First, he calls me tw3nty because I was so mesmerized by all the great Cubans at our first meeting I foolishly tried to maintain my cigar equality--of which I had none because I was the only fool without Cubans and hardly had any Cubans--that I spouted out the dumbest thing I ever said--if I had dime for every time I have done that.

I blurted out that taste is 20% psychology. Why i made that statement, why i grabbed that number I will never know and will never live down, as you can tell by my new nickname. You see, I am a developmental Psychologist--I am a professor at a University here in South Carolina.

I was trying to keep up with the big boys, and in reality, I showed my level of Newbie.

So, that brings me to the debate at hand. To smoke through your nose or not to smoke through your nose. I have searched the research and fallen back on my knowledge of Psychology and research design to say the statement that 80% of taste is smell is debunked.

In fact, the research shows that putting any percentage on what makes up taste is impossible. Research shows taste is effected by the amount of food you have eaten, by the type of taste you have taste, the psychology behind why you tasted something, and the amount of perceived value you put on what you taste. So, taste is alterable by many variables, meaning at any one point the percentage of taste that is smell changes. In other words, you never really know in any one situation what the percentage of taste smell is.

Next, logicality. How would you measure 80%. The weakest statistics are percentages in human psychology. Do we now have a smell meter to detect percentage of smell? I think not. You would have to control for all the other variables effecting taste. For, example you would have to put people in every different kind of situation and then measure the percentage of smell for that situation and then average out the percentage of smell for all those situations, by the way that study would be unpublishable in a reputable journal because the method and stats are so weak. I argue the measurement factor of smell.

I will give a couple of research examples.

First, a study conducted to taste the effect of perceived value on taste. The study brought two group in, wine connoisseurs and laymen, to give samples of wine.

Both groups were told they were tasting a $5, $10, $35, $45, and $90 glasses of wine. The catch was that the $5 and $45 glasses of wine and the $10 and $90 glasses of wine were the same.

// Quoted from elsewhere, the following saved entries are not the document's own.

PR #221, opened 2022-06-08
Replace the staging branch with master

stanislav-tkach:
As far as I can see, there is no `staging` branch.


TheQuantumPhysicist:
I'm not sure we want to do this change. We will have staging soon enough when the software is useful for users. What do you think, @muursh ?

stanislav-tkach:
@TheQuantumPhysicist I have added a PGP key, but there is still no "verified" badge near my commit. I'm going to recheck everything.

The were both from the same exact bottle, but both groups picked the more expensive bottle of wine to be better over 50% of the time.

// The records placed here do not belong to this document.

PR #222, opened 2022-06-09
Introduce ban score

TheQuantumPhysicist:
This PR basically maps every error from updating the chainstate to a ban score. I encourage scrutinizing the decisions I made as much as possible. Also please understand that we prefer to be more conservative and hostile towards errors. Some times it's difficult to make a decision on whether to consider something malicious. In that case, we just consider it malicious.

A ban score follows the bitcoin definition. A peer has a maximum ban score of 100. We ban peers that reach 100. Nodes are free to define their own max, which is why we don't define a "max" and assign it to all values. Nodes can choose to tolerate malicious behavior.

### DIFF
--- a/chainstate/src/detail/ban_score.rs
+++ b/chainstate/src/detail/ban_score.rs
@@ -5,6 +5,8 @@ use super::{
     CheckBlockTransactionsError, ConsensusVerificationError, OrphanCheckError,
 };
 
+// TODO: use a ban_score macro in a form similar to thiserror in order to define the ban score value of an error
+
 pub trait BanScore {
     fn ban_score(&self) -> u32;
 }
--- a/chainstate/src/detail/ban_score.rs
+++ b/chainstate/src/detail/ban_score.rs
@@ -5,7 +5,7 @@ use super::{
     CheckBlockTransactionsError, ConsensusVerificationError, OrphanCheckError,
 };
 
-trait BanScore {
+pub trait BanScore {
     fn ban_score(&self) -> u32;
 }
 
--- a/chainstate/src/detail/ban_score.rs
+++ b/chainstate/src/detail/ban_score.rs
@@ -5,7 +5,8 @@ use super::{
     CheckBlockTransactionsError, ConsensusVerificationError, OrphanCheckError,
 };
 
-// TODO: use a ban_score macro in a form similar to thiserror in order to define the ban score value of an error
+// TODO: use a ban_score macro in a form similar to thiserror::Error in order to define the ban score
+//       value of an error on the error enum arms instead of separately like in this file
 
 pub trait BanScore {
     fn ban_score(&self) -> u32;
--- a/chainstate/src/detail/ban_score.rs
+++ b/chainstate/src/detail/ban_score.rs
@@ -1,0 +1,143 @@
+use crate::BlockError;
+
+use super::{
+    pow::error::ConsensusPoWError, spend_cache::error::StateUpdateError, CheckBlockError,
+    CheckBlockTransactionsError, ConsensusVerificationError, OrphanCheckError,
+};
+
+trait BanScoreFromError {
+    fn ban_score(&self) -> u32;
+}
+
+impl BanScoreFromError for BlockError {
+    fn ban_score(&self) -> u32 {
+        match self {
+            BlockError::StorageError(_) => 0,
+            BlockError::OrphanCheckFailed(err) => err.ban_score(),
+            BlockError::CheckBlockFailed(err) => err.ban_score(),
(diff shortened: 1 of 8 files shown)


chainstate/src/detail/ban_score.rs
```diff
@@ -0,0 +1,143 @@
...
+            BlockError::OrphanCheckFailed(err) => err.ban_score(),
+            BlockError::CheckBlockFailed(err) => err.ban_score(),
+            BlockError::StateUpdateFailed(err) => err.ban_score(),
+            BlockError::BestBlockLoadError(_) => 0,
+            BlockError::InvariantErrorFailedToFindNewChainPath(_, _, _) => 0,
+            BlockError::InvariantErrorInvalidTip => 0,
+            BlockError::InvariantErrorPrevBlockNotFound => 0,
+            // Even though this should've been caught by orphans check, its mere presence means a peer sent a block they're not supposed to send
+            BlockError::PrevBlockNotFound => 100,
+            BlockError::InvalidBlockSource => 100,
```
iljakuklic, line 25: Is `100` the threshold at which a peer gets banned? Maybe there could be a constant for that.

TheQuantumPhysicist: Yes. As described in the PR top message, the purpose for not having this be a constant is because the node operator will have the choice to change this to another value. It's a fair question what's the best way to write this number, but honestly I'm not too concerned about that point right now. It's just a constant being thrown around. I'm even considering making something like `thiserror` where we define the value in the error itself. Not the time for niceties right now though.

muursh (approved):
I'm good with this. Erring on the side of banning if there's even a slight doubt makes me happy. As you mention in the pr this needs testing but yeah looks good to me

chainstate/src/detail/ban_score.rs
iljakuklic: Sure I see your points. I still think a named constant would be nice to establish some sort of reference value at which a peer gets banned by default, even if the numeric value is completely arbitrary

iljakuklic (approved):

chainstate/src/detail/ban_score.rs
muursh: > I still think a named constant would be nice

I'd probably vote for this over the magic number too in all honesty

muursh: I'm fine with updating this later

chainstate/src/detail/ban_score.rs
```diff
@@ -0,0 +1,145 @@
...
+
+use super::{
+    pow::error::ConsensusPoWError, spend_cache::error::StateUpdateError, CheckBlockError,
+    CheckBlockTransactionsError, ConsensusVerificationError, OrphanCheckError,
+};
+
+// TODO: use a ban_score macro in a form similar to thiserror::Error in order to define the ban score
+//       value of an error on the error enum arms instead of separately like in this file
+
+pub trait BanScore {
```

When the study was repeated without telling the participants the value of the wine, the participants did not prefer the more expensive significantly more. In other words, they found the wines to be the same.

My last example. We in human psychology do not express things well and to top it off media misreads what we say. Example, the notion that baldness comes from your mother' father. Well, that is only semi-correct. To conduct that study, we would have to use a correlational design. We cannot use an experimental design because it is unethical to mate bald people with bald people and non-bald people with non-bald people to discern what their children will look like.

So we draw a correlation between bald people and the other variables that could influence baldness. Well, first off, correlational design is the weakest design for research, but it is all we have in this area. So, they run the correlation between mom's dad and your being bald. Wow, it is significant.

That means you found a correlation of .33 or higher with a significant amount of reliability. Well, with that kind of a correlation the alpha--the statistic that tells you the amount of effect the correlation has--is .15, which means that even though you can argue statistically you found a significant relationship between baldness and the person's mother's father the effect happens only 15% of the time. Therefore, we are not sure what influences baldness the other 85% of the time, but we do know what effects it 15% of the time.

The study then says that a person's mother's father significantly predicts hair loss to get published, and the newspaper guy writes baldness is caused by your mothers father to get a byline. When, in reality, your mother's father only predicts baldness about 15% of the time.

So, in the end, I bet the stuff you have read arguing that 80% of taste is smell is as spurious as the notion that baldness is caused by your father's mother. It might be that in certain situations, 80% of smell is taste, but not in all. And, It might be impossible to tell in which situations the percentage of taste smell actually is.

Now, back to the notion of nose smoking. I do believe--without any research to support this--that smoking through your nose might enhance the taste. However, it might not either. First, I never stick food through my nose, but I taste it. But, there was that one guy who sucked a piece of pasta through his nostrils. Damn, I forgot to ask him if it tasted better that way.

When we smoke, smoke goes through our nose naturally, sometimes you will accidentally breathe more smoke through your nose. When that happens, you get a burnt or stuffed up taste, that is because those sensory organs are not designed to have so much contact with the scents. We are taught to waft for a reason.

I also believe some people think they taste more of the cigar because they believe they do. Psychology is very powerful. If you believe you can taste better by smoking through your nose, you can. I believe that to be fact. But, that does not mean you taste more than I do by not smoking through my nose.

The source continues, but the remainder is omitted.